Assigned task:
From the entries, return every line where the string "SxxExx" shows up.

Stored data entries:
PR #3086, opened 2022-10-17
feat(ui): add episode shorthand to tv details UI (SxxExx)

aedelbro:
#### Description
To provide the user more information concisely when viewing TV Details, this includes a "shorthand" for the episode `SxxExx`.  In the future, I'd like to add an on hover that shows the _absolute_ episode number. 

As it currently stands:
Screen Shot 2022-10-17 at 5 23 31 PM

With the shorthand badge:
Screen Shot 2022-10-17 at 5 21 49 PM

#### To-Dos

- [X] Translation keys `yarn i18n:extract`

#### References
[Here's](https://discord.com/channels/783137440809746482/1027318650409062450) the discord discussion thread

#### Potential Issues
While testing a few other TV Shows, sometimes it shows the absolute number. I've so far only found 1 show where this happens, so it might be limited to just it. 
When viewing One Piece, it shows the _absolute_ episode number, instead of the episode number for just that season.
Example:
Screen Shot 2022-10-17 at 5 28 33 PM
While it's not the end of the world, it's not desired (I think an on hover for absolute episode number would be best).

Additionally, it's not currently padding the episode or season number. That would require additional information to be returned to the UI, or significantly more logic. I _could_ setup padding on the episode number within the season, but not between seasons.

### DIFF
--- a/src/components/TvDetails/Season/index.tsx
+++ b/src/components/TvDetails/Season/index.tsx
@@ -44,7 +44,9 @@ const Season = ({ seasonNumber, tvId }: SeasonProps) => {
               >
                 <div className="flex-1">
                   <div className="flex flex-col space-y-2 xl:flex-row xl:items-center xl:space-y-0 xl:space-x-2">
-                    <h3 className="text-lg">{episode.name}</h3>
+                    <h3 className="text-lg">
+                      {episode.episodeNumber} - {episode.name}
+                    </h3>
                     {episode.airDate && (
                       <AirDateBadge airDate={episode.airDate} />
                     )}


danshilm:
We were actually just talking about this a few days ago. The season number in the badge is redundant, so that's not needed. Just the episode number would be enough. But I'm not sure whether it would be better as just `1. <Episode Title>` or in a badge.

As for the absolute episode number being shown, that's an issue for TMDB to deal with as far as I know. There is an absolute order numbering that's available on TMDB, so I'm really not sure why they're using the absolute numbering together with the seasons. Not ideal but well...

sct:
Like @danshilm said. I think showing the season number again is redundant. We can keep it simple like `1. Episode Name`.

aedelbro:
While seasons with only 8-12 episodes, the `Sxx` is not really needed. However, if a user has multiple seasons open, with 60-80 episodes per season, it could be useful to know where you are in the scroll.

Additionally, if an absolute episode number is implemented later (my thought is on hover of the badge), do you have thoughts on how to implement that with just the number up front?

aedelbro:
@sct @danshilm any thoughts on the above?

Or just put the episode number in text up front and call it good?

sct:
> @sct @danshilm any thoughts on the above?
> 
> Or just put the episode number in text up front and call it good?

Sorry for the late reply. I think your argument about the season number being helpful in very long lists is one heck of an edge case but I don't mind it so much.

Looking at this again, I think my least favorite part is that we have a badge both before _and_ after the title. Maybe moving the season/episode number badge next to the date would look better?

aedelbro:
@sct I agree on the sandwich feeling weird. I was really trying to make the badge work, as I'd really like the absolute episode number available in the future, and on hover of the badge feels like a natural way to do it. However, I feel like the episode number should be up front, and the air date info / badges feel like they should at the end. 

In the interest of getting this out, I'll revert these commits, and just make the episode number show up front. 

I feel like that's the easiest, quickest, least controversial change to get the episode number out, and the absolute number / badge / whatever can be addressed later if it ever comes back up.

sct:
> @sct I agree on the sandwich feeling weird. I was really trying to make the badge work, as I'd really like the absolute episode number available in the future, and on hover of the badge feels like a natural way to do it. However, I feel like the episode number should be up front, and the air date info / badges feel like they should at the end. 
> 
> 
> 
> In the interest of getting this out, I'll revert these commits, and just make the episode number show up front. 
> 
> 
> 
> I feel like that's the easiest, quickest, least controversial change to get the episode number out, and the absolute number / badge / whatever can be addressed later if it ever comes back up.

Sounds good. Let's start with that and see if we can improve afterwards.

aedelbro:
@sct got the simple change made. I just kept it in the same title line for formatting.

ex:
Screen Shot 2023-01-13 at 11 55 58 AM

Answer to the exercise:
feat(ui): add episode shorthand to tv details UI (SxxExx)
To provide the user more information concisely when viewing TV Details, this includes a "shorthand" for the episode `SxxExx`.  In the future, I'd like to add an on hover that shows the _absolute_ episode number. 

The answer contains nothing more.